# Mer?



## Sam (Nov 2, 2005)

*Samantha*, you do not have permission to access this page. This could be due to one of several reasons:

Your user account may not have sufficient privileges to access this page. Are you trying to edit someone else's post, access administrative features or some other privileged system?
If you are trying to post, the administrator may have disabled your account, or it may be awaiting activation.
I was only trying to view a new member's profile...?


----------



## Bob Hubbard (Nov 2, 2005)

Was the username on the list in yellow?
New members profiles aren't visible until they are activated. (not yellow or cyan)


----------



## Sam (Nov 2, 2005)

oh. yeah. okay.

*feels dumb*

it was the new cyan guy.
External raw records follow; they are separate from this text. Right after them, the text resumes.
PR #37, opened 2016-12-19
Feature/initialize segments 2.0

burzum619:
This is an update to initializeExamSegments, which code reviewed in a previous pull request. This PR includes updates to support the segment refactor (in particular, removing segment subclassing) and the implementation of a round robin form selector for fixed form assessments with multiple forms.

Specific changes  that were not a part of the previous pull request include:
- Removed ExamAccommodationService in ExamSegmentService - the service was used to retrieve the languageCode for the Exam, but that code is now included in the Exam object itself. The language_code column was also added to exam_event.
- Added FormSelector/RoundRobinFormSelectorImpl and unit tests. 
- Added form cohort support
- Returning the number of total items (field test items + regular items) for all exam segments instead of void
- Removed "hasItems" flag in initializeExamSegments(), instead check if total items in exam > 0;


service/src/main/java/tds/exam/services/impl/RoundRobinFormSelectorImpl.java
```diff
@@ -0,0 +1,71 @@
...
+import java.util.concurrent.atomic.AtomicInteger;
+
+import tds.assessment.Form;
+import tds.assessment.Segment;
+import tds.exam.services.FormSelector;
+
+@Component
+public class RoundRobinFormSelectorImpl implements FormSelector {
+    // Keeps track of the index of the next form to assign for a segment
+    private Cache<String, FormIndex> formIndexMap;
```
burzum619: Guava Cache is (fortunately for us) thread safe by nature.

service/src/main/java/tds/exam/services/impl/RoundRobinFormSelectorImpl.java
```diff
@@ -0,0 +1,71 @@
...
+import java.util.concurrent.atomic.AtomicInteger;
+
+import tds.assessment.Form;
+import tds.assessment.Segment;
+import tds.exam.services.FormSelector;
+
+@Component
+public class RoundRobinFormSelectorImpl implements FormSelector {
+    // Keeps track of the index of the next form to assign for a segment
+    private Cache<String, FormIndex> formIndexCache;
```
burzum619: Guava Cache is (fortunately for us) thread safe by nature. Decided to roll with a Cache with a very long expiration time here as opposed to a ConcurrentHashMap to prevent the (probably rare) case of the formIndexCache growing indefinitely and eating up memory over time. Thanks to @millerts for the thought

service/src/main/java/tds/exam/repositories/impl/ExamSegmentCommandRepositoryImpl.java
```diff
@@ -29,25 +34,28 @@ public ExamSegmentCommandRepositoryImpl(final @Qualifier("commandJdbcTemplate")
...
-                        .addValue("formCohort", segment.getFormCohort())
-                        .addValue("poolCount", segment.getPoolCount())
-                        .addValue("isSatisfied", segment.isSatisfied())
-                        .addValue("isPermeable", segment.isPermeable())
-                        .addValue("restorePermeableOn", segment.getRestorePermeableCondition())
-                        .addValue("dateExited", ResultSetMapperUtility.mapInstantToTimestamp(segment.getDateExited()))
-                        .addValue("itemPool", String.join(",", segment.getItemPool()));
+    public void insert(final List<ExamSegment> segments) {
+        final List<SqlParameterSource> parameterSources = new ArrayList<>();
+        segments.forEach(segment -> {
```
jeffjohnson9046: You might be able to use `map` here instead of `forEach`, maybe something like this (which is pseudo-code, but should be fairly close):
```
final List<SqlParameterSource> parameterSources = segments.stream()
    .map(s -> { // build a new SqlParameterSource with values here... })
```

... that way seems a bit easier to read to me, and it's more purely functional in the sense that it doesn't have any side effects.  the `forEach` call modifies `parameterSources` on each iteration, whereas using `map` won't - the `map` call will build the `parameterSources` list.

Incidentally, I also think it's a wee bit more readable because it says what you're doing:  mapping a collection of `Segment`s to a collection of `MapSqlParameterSource`s.

All that said, this'll work just fine the way it is (obviously).

service/src/test/resources/application.properties
```diff
@@ -1,15 +1,17 @@
-#flyway.enabled=
-flyway.url=
-flyway.user=
-flyway.password=
+flyway.enabled=true
```
jeffjohnson9046: I don't think this file was meant to be checked in.

service/src/main/java/tds/exam/services/impl/RoundRobinFormSelectorImpl.java
```diff
@@ -0,0 +1,71 @@
...
+            .build();
+    }
+
+    @Override
+    public Optional<Form> selectForm(Segment segment, String languageCode) {
+        List<Form> forms = segment.getForms(languageCode);
+        int index = 0;
+        Optional<Form> selectedForm = Optional.empty();
+
+        if (!forms.isEmpty()) {
```
millerts: This isn't a huge deal in the grand scheme of things but I prefer early returns rather than this type of if block.  Doing that would make this:

```{java}
if(forms.isEmpty) {
  return Optional.empty();
}

//Get size once
int formSize = forms.size();
if(formSize > 1) {
  index = selectNextIndex(segment.getKey(), formSize);
}

return Optional.of(forms.get(index));
```

I think early returns make code easier to read.

service/src/main/resources/db/migration/V1481914584__exam_add_columns.sql
```diff
@@ -0,0 +1,18 @@
...
+
+***********************************************************************************************************************/
+
+USE exam;
+
+ALTER TABLE exam_event
+  ADD COLUMN expire_from DATETIME(3) DEFAULT NULL;
+
+ALTER TABLE exam_event
+  ADD COLUMN max_items INT(11) DEFAULT 0;
```
millerts: suggest making this not null

service/src/test/java/tds/exam/services/impl/ExamServiceImplTest.java
```diff
@@ -111,6 +115,7 @@ public void setUp() {
             mockHistoryRepository,
             mockSessionService,
             mockStudentService,
+            mockExamSegmentService,
```
millerts: Is this here because of some future work?  Surprised to see a dependency added without a subsequent test change.

service/src/test/java/tds/exam/services/impl/RoundRobinFormSelectorImplTest.java
```diff
@@ -0,0 +1,92 @@
...
+        Optional<Form> maybeRetForm3B = formSelector.selectForm(segment, languageCode);
+        assertThat(maybeRetForm3B).isPresent();
+        Form retForm3B = maybeRetForm3B.get();
+        assertThat(retForm3B.getKey()).isEqualTo(enuForm3.getKey());
+
+        Optional<Form> maybeRetForm4B = formSelector.selectForm(segment, languageCode);
+        assertThat(maybeRetForm4B).isPresent();
+        Form retForm4B = maybeRetForm4B.get();
+        assertThat(retForm4B.getKey()).isEqualTo(enuForm4.getKey());
+
```
millerts: Not critical but mind removing the extra whitespace?

service/src/test/java/tds/exam/services/impl/RoundRobinFormSelectorImplTest.java
```diff
@@ -0,0 +1,92 @@
...
+        final String languageCode = "ENU";
+
+        Form enuForm1 = new Form.Builder("formkey1")
+            .withLanguage(languageCode)
+            .build();
+        Form enuForm2 = new Form.Builder("formkey2")
+            .withLanguage(languageCode)
+            .build();
+        Form enuForm3 = new Form.Builder("formkey3")
+            .withLanguage(languageCode)
```
millerts: I know this isn't part of your changes but I would like to have `withLanguage` be `withLanguageCode` if that is the intended value. Especially since both are present in the data.

service/src/test/java/tds/exam/services/impl/RoundRobinFormSelectorImplTest.java
```diff
@@ -0,0 +1,92 @@
...
+            .build();
+        Form esnForm = new Form.Builder("formkey5")
+            .withLanguage("ESN")
+            .build();
+
+        Segment segment = new Segment("segmentKey", Algorithm.FIXED_FORM);
+        segment.setForms(Arrays.asList(enuForm1, enuForm2, enuForm3, enuForm4, esnForm));
+
+        Optional<Form> maybeRetForm1A = formSelector.selectForm(segment, languageCode);
```
millerts: Can we somehow name this in conjunction to what we expect?  It is hard for me to follow the expected behavior by the vague names.  For example, why can't this be `maybeReturnEnuForm1` since that is what we expect here, correct?

millerts: Same comment for the names throughout.

service/src/main/java/tds/exam/services/impl/ItemPoolServiceImpl.java
```diff
@@ -81,11 +86,22 @@ public ItemPoolServiceImpl(ExamAccommodationService examAccommodationService) {
                     .map(accommodation -> itemProperty.getItemId()))
                 .collect(Collectors.toSet());
 
-        Set<Item> itemPool = items.stream()
+        Set<Item> itemPool;
+
+        if (isFieldTest != null) {
```
millerts: I think this conditional can be collapsed into this:

```{java}
itemPool = items.stream()
  .filter(item ->
    (itemFieldTest == null || item.isFieldTest == isFieldTest)
    itemPoolIds.contain(item.getId()) && 
    !excludedItemIds.contains(item.getId()))
  .collect(Collectors.toSet());
```

service/src/main/java/tds/exam/services/impl/ItemPoolServiceImpl.java
```diff
@@ -25,7 +25,12 @@ public ItemPoolServiceImpl(ExamAccommodationService examAccommodationService) {
     }
 
     @Override
-    public Set<Item> getItemPool(final UUID examId, final List<ItemConstraint> itemConstraints, final List<Item> items) {
+    public Set<Item> getItemPool(UUID examId, List<ItemConstraint> itemConstraints, List<Item> items) {
+        return getItemPool(examId, itemConstraints, items, null);
+    }
+
+    @Override
+    public Set<Item> getItemPool(final UUID examId, final List<ItemConstraint> itemConstraints, final List<Item> items, Boolean isFieldTest) {
```
millerts: Why the Boolean object instead of the primitive?

service/src/main/java/tds/exam/services/impl/ExamSegmentServiceImpl.java
```diff
@@ -0,0 +1,151 @@
...
+
+            /* NOTE: Skipping [4660-4678]. This segment of code just increments the position and re-iterates to the next
+                segment. This is done in case the minimumSegmentPosition is not found in the temp table they create.
+                That can never happen with our data structure, as it is always 1-based segment positioning. */
+            if (Algorithm.FIXED_FORM == segment.getSelectionAlgorithm()) {
+                /* If no form cohort is defined, this is likely the first form being selected */
+                if (formCohort == null) {
+                    Optional<Form> maybeSelectedForm = formSelector.selectForm(segment, exam.getLanguageCode());
+
+                    if (!maybeSelectedForm.isPresent()) {
```
millerts: I'd like to see some unit tests around these Exceptional states.  I don't see any that have the `@Test(expected = IllegalStateException.class)`

millerts: All of them within this class if possible.

service/src/main/java/tds/exam/services/impl/RoundRobinFormSelectorImpl.java
burzum619: At my old employer, they were ironically pretty strict about single returns at the end of the method wherever possible, so this habit sort of stuck with me. I'll take your suggestion though.

service/src/test/java/tds/exam/services/impl/RoundRobinFormSelectorImplTest.java
burzum619: The lettering at the end (1A, 3B) is to emphasize the ordering, but I can certainly add the language code prefix to the property name if you feel that makes it easier to follow.

service/src/main/java/tds/exam/services/impl/ItemPoolServiceImpl.java
burzum619: It is nullable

I was trying to figure out why his name was light blue because I never saw a light blue poster before - and it was a new guy, too. so that only means that they've just joined?


----------



## Bob Hubbard (Nov 2, 2005)

Yup.  Theres a thread somewhere from way back when explaining the colors. 

Somewhere....buried under some leaves, or under some papers or something.


----------



## Andrew Green (Nov 2, 2005)

Samantha said:
			
		

> *Samantha*, you do not have permission to access this page. This could be due to one of several reasons:
> Your user account may not have sufficient privileges to access this page. Are you trying to edit someone else's post, access administrative features or some other privileged system?
> If you are trying to post, the administrator may have disabled your account, or it may be awaiting activation.
> I was only trying to view a new member's profile...?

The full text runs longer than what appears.